** What is required **
Give again, word for word, each line below starting at the one that contains "use anyhow::Context;" and ending at the one that contains "Mirko-von-Leipzig: It is".

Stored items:
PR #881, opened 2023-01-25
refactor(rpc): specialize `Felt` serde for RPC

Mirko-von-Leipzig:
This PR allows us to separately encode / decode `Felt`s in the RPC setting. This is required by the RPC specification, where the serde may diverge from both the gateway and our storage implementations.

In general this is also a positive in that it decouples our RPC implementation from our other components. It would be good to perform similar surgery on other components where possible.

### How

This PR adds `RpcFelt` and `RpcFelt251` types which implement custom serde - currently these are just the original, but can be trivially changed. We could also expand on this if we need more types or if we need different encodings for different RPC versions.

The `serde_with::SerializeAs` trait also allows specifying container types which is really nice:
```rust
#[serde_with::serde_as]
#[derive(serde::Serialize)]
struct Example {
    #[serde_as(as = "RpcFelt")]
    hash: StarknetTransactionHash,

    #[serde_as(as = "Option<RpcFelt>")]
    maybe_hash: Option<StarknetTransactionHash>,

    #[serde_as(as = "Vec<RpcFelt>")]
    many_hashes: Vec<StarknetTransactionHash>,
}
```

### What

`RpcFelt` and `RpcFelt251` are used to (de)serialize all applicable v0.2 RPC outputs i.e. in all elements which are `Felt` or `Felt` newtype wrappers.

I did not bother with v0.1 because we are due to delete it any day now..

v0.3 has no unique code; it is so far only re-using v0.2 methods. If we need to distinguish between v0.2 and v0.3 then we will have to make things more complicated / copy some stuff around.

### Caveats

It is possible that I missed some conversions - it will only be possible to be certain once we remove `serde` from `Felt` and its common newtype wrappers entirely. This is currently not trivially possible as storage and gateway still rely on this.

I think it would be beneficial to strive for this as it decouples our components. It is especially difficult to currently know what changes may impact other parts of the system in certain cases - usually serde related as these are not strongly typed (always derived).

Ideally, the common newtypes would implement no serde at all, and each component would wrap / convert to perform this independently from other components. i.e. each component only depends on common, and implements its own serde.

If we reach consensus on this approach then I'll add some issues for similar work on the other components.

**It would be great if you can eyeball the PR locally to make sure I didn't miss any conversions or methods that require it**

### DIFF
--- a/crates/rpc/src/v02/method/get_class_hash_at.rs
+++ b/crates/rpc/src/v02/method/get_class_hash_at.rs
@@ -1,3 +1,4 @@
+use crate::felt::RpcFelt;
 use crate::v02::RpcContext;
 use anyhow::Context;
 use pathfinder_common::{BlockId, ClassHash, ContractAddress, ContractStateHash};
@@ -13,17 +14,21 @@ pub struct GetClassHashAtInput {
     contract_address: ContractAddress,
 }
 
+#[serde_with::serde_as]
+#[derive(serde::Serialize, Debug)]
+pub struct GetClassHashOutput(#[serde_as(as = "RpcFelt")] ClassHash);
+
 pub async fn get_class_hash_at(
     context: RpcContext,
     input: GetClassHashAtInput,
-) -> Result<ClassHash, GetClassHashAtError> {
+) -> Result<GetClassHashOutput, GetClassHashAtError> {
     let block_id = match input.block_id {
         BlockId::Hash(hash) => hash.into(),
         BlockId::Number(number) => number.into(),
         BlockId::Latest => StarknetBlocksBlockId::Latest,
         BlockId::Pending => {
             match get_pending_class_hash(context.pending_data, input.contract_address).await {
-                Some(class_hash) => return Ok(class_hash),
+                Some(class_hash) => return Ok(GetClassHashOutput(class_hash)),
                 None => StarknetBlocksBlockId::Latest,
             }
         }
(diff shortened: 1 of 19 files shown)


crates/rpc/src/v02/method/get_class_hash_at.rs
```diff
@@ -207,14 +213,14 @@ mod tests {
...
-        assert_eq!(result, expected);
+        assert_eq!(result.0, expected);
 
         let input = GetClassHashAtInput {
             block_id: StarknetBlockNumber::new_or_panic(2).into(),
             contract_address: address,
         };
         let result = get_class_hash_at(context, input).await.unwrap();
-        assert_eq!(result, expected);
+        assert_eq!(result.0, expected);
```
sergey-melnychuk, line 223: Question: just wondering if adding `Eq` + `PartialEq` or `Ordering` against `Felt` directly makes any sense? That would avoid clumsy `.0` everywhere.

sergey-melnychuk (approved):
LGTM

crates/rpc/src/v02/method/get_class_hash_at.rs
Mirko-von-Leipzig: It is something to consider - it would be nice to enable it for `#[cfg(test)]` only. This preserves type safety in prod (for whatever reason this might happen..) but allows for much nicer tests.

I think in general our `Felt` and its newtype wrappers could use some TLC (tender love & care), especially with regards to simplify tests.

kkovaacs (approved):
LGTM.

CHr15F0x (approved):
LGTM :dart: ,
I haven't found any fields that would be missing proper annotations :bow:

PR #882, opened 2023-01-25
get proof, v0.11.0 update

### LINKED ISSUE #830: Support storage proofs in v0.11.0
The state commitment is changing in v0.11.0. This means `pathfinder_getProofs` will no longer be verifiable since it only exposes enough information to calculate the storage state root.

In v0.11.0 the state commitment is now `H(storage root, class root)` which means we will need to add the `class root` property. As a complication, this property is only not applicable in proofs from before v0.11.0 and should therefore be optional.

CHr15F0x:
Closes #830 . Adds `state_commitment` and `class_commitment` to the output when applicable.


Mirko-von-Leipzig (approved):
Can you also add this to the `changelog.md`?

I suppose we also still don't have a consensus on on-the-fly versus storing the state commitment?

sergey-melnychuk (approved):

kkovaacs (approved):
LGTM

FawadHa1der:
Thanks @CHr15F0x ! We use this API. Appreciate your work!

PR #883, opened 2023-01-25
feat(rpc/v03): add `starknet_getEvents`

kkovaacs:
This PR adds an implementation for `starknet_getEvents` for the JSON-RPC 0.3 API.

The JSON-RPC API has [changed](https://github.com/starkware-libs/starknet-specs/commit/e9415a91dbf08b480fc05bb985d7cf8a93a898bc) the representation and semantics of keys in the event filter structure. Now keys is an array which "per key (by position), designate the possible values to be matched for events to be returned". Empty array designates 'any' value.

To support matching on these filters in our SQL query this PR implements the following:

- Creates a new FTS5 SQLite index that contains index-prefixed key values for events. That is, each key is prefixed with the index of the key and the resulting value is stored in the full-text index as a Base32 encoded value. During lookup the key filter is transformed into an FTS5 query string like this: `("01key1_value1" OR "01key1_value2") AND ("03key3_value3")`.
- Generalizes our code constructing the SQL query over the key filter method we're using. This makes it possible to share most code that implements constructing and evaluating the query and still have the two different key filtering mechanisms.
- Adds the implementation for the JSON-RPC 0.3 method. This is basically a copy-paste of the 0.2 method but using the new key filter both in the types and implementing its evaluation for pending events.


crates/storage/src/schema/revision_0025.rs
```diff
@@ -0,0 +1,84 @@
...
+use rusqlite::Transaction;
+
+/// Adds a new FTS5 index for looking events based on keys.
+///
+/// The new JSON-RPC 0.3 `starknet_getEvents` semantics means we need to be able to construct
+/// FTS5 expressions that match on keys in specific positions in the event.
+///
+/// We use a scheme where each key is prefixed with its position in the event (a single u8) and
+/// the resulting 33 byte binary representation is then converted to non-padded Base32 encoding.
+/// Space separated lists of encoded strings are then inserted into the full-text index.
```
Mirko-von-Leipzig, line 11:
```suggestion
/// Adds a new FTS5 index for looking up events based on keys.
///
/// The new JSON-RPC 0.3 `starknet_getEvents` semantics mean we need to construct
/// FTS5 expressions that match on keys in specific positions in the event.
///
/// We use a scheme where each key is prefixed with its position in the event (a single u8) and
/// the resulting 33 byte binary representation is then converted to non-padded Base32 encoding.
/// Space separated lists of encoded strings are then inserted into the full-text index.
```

** Result **
 use anyhow::Context;
 use pathfinder_common::{BlockId, ClassHash, ContractAddress, ContractStateHash};
@@ -13,17 +14,21 @@ pub struct GetClassHashAtInput {
     contract_address: ContractAddress,
 }
 
+#[serde_with::serde_as]
+#[derive(serde::Serialize, Debug)]
+pub struct GetClassHashOutput(#[serde_as(as = "RpcFelt")] ClassHash);
+
 pub async fn get_class_hash_at(
     context: RpcContext,
     input: GetClassHashAtInput,
-) -> Result<ClassHash, GetClassHashAtError> {
+) -> Result<GetClassHashOutput, GetClassHashAtError> {
     let block_id = match input.block_id {
         BlockId::Hash(hash) => hash.into(),
         BlockId::Number(number) => number.into(),
         BlockId::Latest => StarknetBlocksBlockId::Latest,
         BlockId::Pending => {
             match get_pending_class_hash(context.pending_data, input.contract_address).await {
-                Some(class_hash) => return Ok(class_hash),
+                Some(class_hash) => return Ok(GetClassHashOutput(class_hash)),
                 None => StarknetBlocksBlockId::Latest,
             }
         }
(diff shortened: 1 of 19 files shown)


crates/rpc/src/v02/method/get_class_hash_at.rs
```diff
@@ -207,14 +213,14 @@ mod tests {
...
-        assert_eq!(result, expected);
+        assert_eq!(result.0, expected);
 
         let input = GetClassHashAtInput {
             block_id: StarknetBlockNumber::new_or_panic(2).into(),
             contract_address: address,
         };
         let result = get_class_hash_at(context, input).await.unwrap();
-        assert_eq!(result, expected);
+        assert_eq!(result.0, expected);
```
sergey-melnychuk, line 223: Question: just wondering if adding `Eq` + `PartialEq` or `Ordering` against `Felt` directly makes any sense? That would avoid clumsy `.0` everywhere.

sergey-melnychuk (approved):
LGTM

crates/rpc/src/v02/method/get_class_hash_at.rs
Mirko-von-Leipzig: It is something to consider - it would be nice to enable it for `#[cfg(test)]` only. This preserves type safety in prod (for whatever reason this might happen..) but allows for much nicer tests.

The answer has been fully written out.